Standing stone - pair, Ballynultagh, Co. Wicklow
Co. Wicklow |
Stone Monuments
Two granite stones sit on a bogland knoll in the Wicklow uplands, separated by just under four metres and aligned along a north-south axis.
Neither is especially tall, the larger of the pair barely reaching 0.8 metres above the ground, yet their placement feels deliberate: each stone's long axis mirrors the direction of the alignment itself, a detail that suggests careful, considered arrangement rather than accident. Much of what might once have been visible around them has since been swallowed by peat, which makes it difficult to know what else, if anything, originally accompanied the pair.
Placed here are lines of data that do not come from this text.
PR #1296, opened 2024-12-09
Update JS build and test dependencies

cguglielmo:
scout.ts
typescript compiler "improved" conditional type constraints. ObjectFactory.ts had an error: object does not match {model: any} which is true but it should fallback to object, which does not happen anymore.

@types/jquery
traverse functions now return TElement instead of this.

karma-defaults.js
outputModule needs to be deleted otherwise it creates a runtime error: Uncaught SyntaxError: Unexpected token 'export'
happens since webpack 5.95.0

typescript and eslint cannot be updated to the latest version yet because they require IntelliJ 2024.

typescript-eslint v8 removed formatting rules. Update to this version is postponed until we decided whether we need the rules.

389554


cguglielmo:
Already merged

PR #1305, opened 2024-12-16
More robust /unload/ request handling.

christiandoebele:
- Prevent new session (session store) creations for unload requests.
- Handle /unload/ request in the trivial filter to avoid unwanted side effects in other filters (e.g. saml, oidc).

393576


mvilliger:
run test

org.eclipse.scout.rt.server.commons/src/main/java/org/eclipse/scout/rt/server/commons/authentication/TrivialAccessController.java
```diff
@@ -52,6 +53,8 @@
  */
 public class TrivialAccessController implements IAccessController {
 
+  private static final Pattern UNLOAD_PATH_PATTERN = Pattern.compile("^/unload/(.+)$");
```
mvilliger: This regex has been duplicated. UnloadRequestHandler uses the same. Make this here public and remove the other one?

org.eclipse.scout.rt.ui.html/src/main/java/org/eclipse/scout/rt/ui/html/json/UnloadRequestHandler.java
```diff
@@ -57,8 +57,14 @@ public boolean handlePost(HttpServletRequest req, HttpServletResponse resp) thro
   protected void handleUnloadRequest(HttpServletRequest req, HttpServletResponse resp, String uiSessionId) {
     LOG.info("Unloading UI session with ID {} (requested by UI)", uiSessionId);
 
-    final HttpSession httpSession = req.getSession();
-    final ISessionStore sessionStore = BEANS.get(HttpSessionHelper.class).getSessionStore(httpSession);
+    final HttpSession httpSession = req.getSession(false);
```
mvilliger, line 58: remove the UNLOAD_PATH_PATTERN regex in this class and use the one from the TrivialAccessController. Furthermore, I would remove all these unnecessary "final" keywords in this class to remove noise.

org.eclipse.scout.rt.server.commons/src/main/java/org/eclipse/scout/rt/server/commons/authentication/TrivialAccessController.java
```diff
@@ -254,4 +267,30 @@ public TrivialAuthConfig withLoginPageInstalled(final boolean loginPageInstalled
...
   }
+
+  /**
+   * Verify if the request is a browser /unload/ request. Unload requests are handled by {@code UnloadRequestHandler}.
+   */
+  protected boolean isUnloadRequest(final HttpServletRequest request) {
+    return UNLOAD_PATH_PATTERN.matcher(getTarget(request)).matches();
+  }
+
+  protected boolean isAuthenticatedRequest(final HttpServletRequest request) {
```
mvilliger: This method could be changed to e.g. getAuthenticationStatus returning e.g. {principal, status: "validSubject" or "none" or "principalValid" or "principalInvalid" as enum} 
Then this method could be used in handleRequest() to 
1. detect if authenticated and cancel unload
2. continue chain if subject is valid
3. abort if principal is invalid
4. continueChainAsSubject if principal is valid
Currently the logic is very hard to read and duplicated.

org.eclipse.scout.rt.server.commons/src/main/java/org/eclipse/scout/rt/server/commons/authentication/TrivialAccessController.java
```diff
@@ -254,4 +267,30 @@ public TrivialAuthConfig withLoginPageInstalled(final boolean loginPageInstalled
       return this;
     }
   }
+
+  /**
+   * Verify if the request is a browser /unload/ request. Unload requests are handled by {@code UnloadRequestHandler}.
+   */
+  protected boolean isUnloadRequest(final HttpServletRequest request) {
```
mvilliger: this method could be public static and then be used in UnloadRequestHandler?
Furthermore, I would remove all these unnecessary "final" keywords in this class to remove noise.

mvilliger (changes requested):
Thank you very much, looks good.
I only have some minor code style remarks.

org.eclipse.scout.rt.ui.html/src/main/java/org/eclipse/scout/rt/ui/html/json/UnloadRequestHandler.java
```diff
@@ -57,8 +57,14 @@ public boolean handlePost(HttpServletRequest req, HttpServletResponse resp) thro
   protected void handleUnloadRequest(HttpServletRequest req, HttpServletResponse resp, String uiSessionId) {
     LOG.info("Unloading UI session with ID {} (requested by UI)", uiSessionId);
```
bschwarzent, line 56: We should probably improve the logging in this method. This first line here is ok, but it might be useful for log analysis if the outcome would be logged as well.

org.eclipse.scout.rt.ui.html/src/main/java/org/eclipse/scout/rt/ui/html/json/UnloadRequestHandler.java
bschwarzent: I am not a fan of referencing a constant in the TrivialAccessController. The UnloadRequestHandler is the "owner" of the /unload path, so it is appropriate that it also defines the constant. It should not rely on the existence of the  TrivialAccessController, the application should be free to reimplement the authentication completely differently.  The relation should be inverse, but this can't be done because of the direction of the module dependency. 

In my view, it is not a problem that these constants are duplicated. We have other magic strings that are hard coded in the access controllers (e.g. "login").

org.eclipse.scout.rt.ui.html/src/main/java/org/eclipse/scout/rt/ui/html/json/UnloadRequestHandler.java
```diff
@@ -57,8 +57,14 @@ public boolean handlePost(HttpServletRequest req, HttpServletResponse resp) thro
...
+    if (httpSession == null) {
+      return;
+    }
+    final ISessionStore sessionStore = BEANS.get(HttpSessionHelper.class).optSessionStore(httpSession);
+    if (sessionStore == null) {
+      return;
+    }
     IUiSession uiSession = sessionStore.getUiSession(uiSessionId);
 
     if (uiSession != null) {
```
bschwarzent: Switch this if() as well, so it uses the same pattern for all early return points --> `if (uiSession == null) { return; }`

org.eclipse.scout.rt.ui.html/src/main/java/org/eclipse/scout/rt/ui/html/SessionStore.java
```diff
@@ -443,7 +443,7 @@ protected void removeClientSessionInsideWriteLock(final IClientSession clientSes
 
   @Override
   public void valueBound(HttpSessionBindingEvent event) {
-    // ignore notifications about being bound to an HTTP session
+    Assertions.assertTrue(m_httpSessionValid, "Binding to an invalid session is not supported.");
```
bschwarzent: This message is not entirely accurate, which might lead to confusion when this error happens. The new session is not invalid, the old one is.

Maybe something like this? `"Binding to new HTTP session {} is not supported (was already bound to {})", event.getSession().getId(), m_httpSessionId)`

org.eclipse.scout.rt.ui.html/src/main/java/org/eclipse/scout/rt/ui/html/SessionStore.java
```diff
@@ -443,7 +443,7 @@ protected void removeClientSessionInsideWriteLock(final IClientSession clientSes
 
   @Override
   public void valueBound(HttpSessionBindingEvent event) {
-    // ignore notifications about being bound to an HTTP session
```
bschwarzent, line 446: Consider adding a similar assertion to `preregisterUiSession` and `registerUiSession` to ensure nothing can be added to an invalidated store. Should never happen, but it would throw an early and explicit error in case it does.

org.eclipse.scout.rt.ui.html/src/main/java/org/eclipse/scout/rt/ui/html/HttpSessionHelper.java
```diff
@@ -60,6 +60,22 @@ public ISessionStore getSessionStore(HttpSession httpSession) {
...
+   * @return The {@link ISessionStore}. If there is no {@link ISessionStore} registered for the given
+   *         {@link HttpSession} {@code null} will be returned.
+   * @throws AssertionException
+   *           if the given HTTP session is <code>null</code>.
+   * @throws IllegalStateException
+   *           if the given HTTP session is invalid.
+   *
+   */
+  public ISessionStore optSessionStore(HttpSession httpSession) {
+    return getSessionStoreFromHttpSession(httpSession);
```
bschwarzent, line 76: Add `assertNotNull()` check. The JavaDoc states that it would be thrown. (Currently, a NPE would be thrown, which I find very ugly.)

Additionally, the first line of `getSessionStore` can then be simplified to this:
```
    ISessionStore sessionStore = optSessionStore(httpSession);
```

org.eclipse.scout.rt.ui.html/src/main/java/org/eclipse/scout/rt/ui/html/HttpSessionHelper.java
```diff
@@ -60,6 +60,22 @@ public ISessionStore getSessionStore(HttpSession httpSession) {
...
+   * Gets an existing session store from the given HTTP session. If there is no store available for the given session no new one
+   * will be created.
+   *
+   * @return The {@link ISessionStore}. If there is no {@link ISessionStore} registered for the given
+   *         {@link HttpSession} {@code null} will be returned.
+   * @throws AssertionException
+   *           if the given HTTP session is <code>null</code>.
+   * @throws IllegalStateException
+   *           if the given HTTP session is invalid.
+   *
```
bschwarzent: Remove unecessary empty line

org.eclipse.scout.rt.server.commons/src/main/java/org/eclipse/scout/rt/server/commons/authentication/TrivialAccessController.java
bschwarzent: I would keep this method, see my argumentation in UnloadRequestHandler below.

org.eclipse.scout.rt.server.commons/src/main/java/org/eclipse/scout/rt/server/commons/authentication/TrivialAccessController.java
```diff
@@ -254,4 +267,30 @@ public TrivialAuthConfig withLoginPageInstalled(final boolean loginPageInstalled
...
+      return true;
+    }
+
+    // Is already authenticated?
+    // Keep logic in sync with TrivialAccessController.handleRequest(HttpServletRequest, HttpServletResponse, FilterChain).
+    final Principal principal = BEANS.get(ServletFilterHelper.class).findPrincipal(request, m_config.getPrincipalProducer());
+    if (principal == null) {
+      return false;
+    }
+    if (m_config.m_principalVerifier == null) {
```
bschwarzent, line 297: Why not use m_config.getPrincipalVerifier() like above? Also, I agree with @mvilliger that we should try to combine this code into a single implementation. It should not be necessary to keep two different places in-sync within the same class.

org.eclipse.scout.rt.server.commons/src/main/java/org/eclipse/scout/rt/server/commons/authentication/TrivialAccessController.java
```diff
@@ -65,6 +68,14 @@ public boolean handle(final HttpServletRequest request, final HttpServletRespons
       return false;
     }
 
+    if (isUnloadRequest(request) && !isAuthenticatedRequest(request)) {
+      // Unload requests are handled by the {@code UnloadRequestHandler}.
+      // The unload request is supposed to close a UI session by the browser. If the current session is not authenticated then there is no session to unload.
+      // Answering the unauthenticated unload request here prevents saml or oidc filters to produce unwanted redirect urls after authentication (we want to avoid the /unload/ url as redirect url).
```
bschwarzent:
```suggestion
      // Answering the unauthenticated unload request here prevents other controllers (e.g. saml or oidc) to produce unwanted redirect urls after authentication (we want to avoid the /unload/ url as redirect url).
```

Use a more general wording here. SAML or OIDC are entirely implementation-dependent and not part of the Scout platform.

org.eclipse.scout.rt.ui.html/src/main/java/org/eclipse/scout/rt/ui/html/json/UnloadRequestHandler.java
mvilliger: I agree, it should be the other way round. But this is not possible. I prefer having it in one place. Otherwise they will diverge. 
If anybody would like to reimplement the authentitcation, this still works if the constant is only there.
As an alternative, all the constants (also the others like "login") could be extracted to an extra interface. Then it can be used by both clients.

org.eclipse.scout.rt.server.commons/src/main/java/org/eclipse/scout/rt/server/commons/authentication/TrivialAccessController.java
mvilliger: I disagree. I don't like it to have the logic "what is an unload request" in two places.
Its for sure wrong in the TrivialAccessController. But still it should be in one place.
Could be in a new class.

bschwarzent: Agreed! Lets find a good place for that logic. How about `ServletFilterHelper`?

mvilliger: Yes, sounds good!

org.eclipse.scout.rt.server.commons/src/main/java/org/eclipse/scout/rt/server/commons/authentication/TrivialAccessController.java
christiandoebele: This regex is now moved to ServletFilterHelper (only defined once now)

org.eclipse.scout.rt.ui.html/src/main/java/org/eclipse/scout/rt/ui/html/json/UnloadRequestHandler.java
christiandoebele: This regex is now moved to ServletFilterHelper (only defined once now)

org.eclipse.scout.rt.server.commons/src/main/java/org/eclipse/scout/rt/server/commons/authentication/TrivialAccessController.java
christiandoebele: new shared method added for getting the authentication status as recommended.

org.eclipse.scout.rt.server.commons/src/main/java/org/eclipse/scout/rt/server/commons/authentication/TrivialAccessController.java
christiandoebele: Method moved to ServletFilterHelper

org.eclipse.scout.rt.ui.html/src/main/java/org/eclipse/scout/rt/ui/html/json/UnloadRequestHandler.java
christiandoebele: The logging covers all the unexpected cases now

org.eclipse.scout.rt.ui.html/src/main/java/org/eclipse/scout/rt/ui/html/json/UnloadRequestHandler.java
christiandoebele: return pattern now also for if (uiSession == null)

org.eclipse.scout.rt.ui.html/src/main/java/org/eclipse/scout/rt/ui/html/SessionStore.java
christiandoebele: Log message is now more precise.

org.eclipse.scout.rt.ui.html/src/main/java/org/eclipse/scout/rt/ui/html/SessionStore.java
christiandoebele: preregisterUiSession and registerUiSession also assert a valid session now.

org.eclipse.scout.rt.ui.html/src/main/java/org/eclipse/scout/rt/ui/html/HttpSessionHelper.java
christiandoebele: done

org.eclipse.scout.rt.ui.html/src/main/java/org/eclipse/scout/rt/ui/html/HttpSessionHelper.java
christiandoebele: done

org.eclipse.scout.rt.server.commons/src/main/java/org/eclipse/scout/rt/server/commons/authentication/TrivialAccessController.java
christiandoebele: New shared method added for getting the authentication status

org.eclipse.scout.rt.server.commons/src/main/java/org/eclipse/scout/rt/server/commons/authentication/TrivialAccessController.java
christiandoebele: Log message changed as recommended.

org.eclipse.scout.rt.server.commons/src/main/java/org/eclipse/scout/rt/server/commons/authentication/TrivialAccessController.java
```diff
@@ -254,4 +257,83 @@ public TrivialAuthConfig withLoginPageInstalled(final boolean loginPageInstalled
...
+
+  /**
+   * Checks if the request is authenticated by either a valid subject or a valid principal.
+   *
+   * @param request
+   *     Http request
+   * @return {@code true} if request is authenticated. Otherwise {@code false}.
+   */
+  protected boolean isAuthenticatedRequest(HttpServletRequest request) {
+    return ObjectUtility.isOneOf(getAuthenticationStatus(request).getStatus(), AuthenticationStatusType.SUBJECT_VALID, AuthenticationStatusType.PRINCIPAL_VALID);
```
mvilliger: This method should get an AuthenticationStatusType instead of the request and only do the isOneOf. Otherwise getAuthenticationStatus(request) must be called twice.

mvilliger (changes requested):

mvilliger (approved):

org.eclipse.scout.rt.server.commons/src/main/java/org/eclipse/scout/rt/server/commons/authentication/TrivialAccessController.java
```diff
@@ -263,4 +265,83 @@ public TrivialAuthConfig withLoginPageInstalled(final boolean loginPageInstalled
...
+   *     authentication status type
+   * @return {@code true} if authenticated. Otherwise {@code false}.
+   */
+  protected boolean isAuthenticatedRequest(AuthenticationStatusType authenticationStatusType) {
+    return ObjectUtility.isOneOf(authenticationStatusType, AuthenticationStatusType.SUBJECT_VALID, AuthenticationStatusType.PRINCIPAL_VALID);
+  }
+
+  /**
+   * Gets the authentication status of the http request.
+   * <br/><br/>
```
bschwarzent: Use `<p>` instead

org.eclipse.scout.rt.server.commons/src/main/java/org/eclipse/scout/rt/server/commons/authentication/TrivialAccessController.java
```diff
@@ -263,4 +265,83 @@ public TrivialAuthConfig withLoginPageInstalled(final boolean loginPageInstalled
...
   }
+
+  /**
+   * Checks if the authentication status type is authenticated by either a valid subject or a valid principal.
+   *
+   * @param authenticationStatusType
+   *     authentication status type
+   * @return {@code true} if authenticated. Otherwise {@code false}.
+   */
+  protected boolean isAuthenticatedRequest(AuthenticationStatusType authenticationStatusType) {
```
bschwarzent: Argument should be `AuthenticationStatus` instance instead.

Is this method expected to be overwritten? Otherwise, consider moving it to the AuthenticationStatus class itself.

org.eclipse.scout.rt.server.commons/src/main/java/org/eclipse/scout/rt/server/commons/authentication/TrivialAccessController.java
```diff
@@ -263,4 +265,83 @@ public TrivialAuthConfig withLoginPageInstalled(final boolean loginPageInstalled
       return this;
     }
   }
+
+  /**
+   * Checks if the authentication status type is authenticated by either a valid subject or a valid principal.
+   *
+   * @param authenticationStatusType
+   *     authentication status type
```
bschwarzent: This `@param` description is useless (remove it entirely)

org.eclipse.scout.rt.server.commons/src/main/java/org/eclipse/scout/rt/server/commons/authentication/TrivialAccessController.java
```diff
@@ -66,7 +69,17 @@ public boolean handle(final HttpServletRequest request, final HttpServletRespons
       return false;
     }
 
-    switch (getTarget(request)) {
+    ServletFilterHelper helper = BEANS.get(ServletFilterHelper.class);
+    final AuthenticationStatus authenticationStatus = getAuthenticationStatus(request);
```
bschwarzent: Remove `final` keyword?

org.eclipse.scout.rt.server.commons/src/main/java/org/eclipse/scout/rt/server/commons/authentication/ServletFilterHelper.java
```diff
@@ -424,4 +426,28 @@ public boolean redirectAfterLogin(HttpServletRequest request, HttpServletRespons
     }
     return false;
   }
+
+  /**
+   * Get http request target.
```
bschwarzent: This method needs a better explanation.

Does it have to be public?

bschwarzent (approved):
Looks good. Thank you!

Paired standing stones of this kind are found across Ireland and are generally understood to be prehistoric in origin, though pinning down a precise date or purpose for any individual example is rarely straightforward. These two sit on raised ground with the Ballydonnell Brook running to the west, and the broader landscape provides a sense of their setting: Sorrell Hill lies to the west, Seefin to the north, and Mullaghcleevaun, one of the higher peaks in the Wicklow range, rises to the south. Whether the alignment was intended to correspond with any of those landmarks, or with an astronomical event, is unknown. What the location does offer is a commanding position in open mountain bogland, the kind of elevated, exposed spot that seems to recur in the placing of such monuments throughout the Irish uplands.
The stones themselves are modest in scale, and both are largely what the peat has left them. The northern stone is slightly oblong in cross-section; its southern companion, about thirty centimetres shorter, is more rectangular. That the pair have survived at all, given how thoroughly the surrounding ground has been colonised by bog, is perhaps the most quietly remarkable thing about them.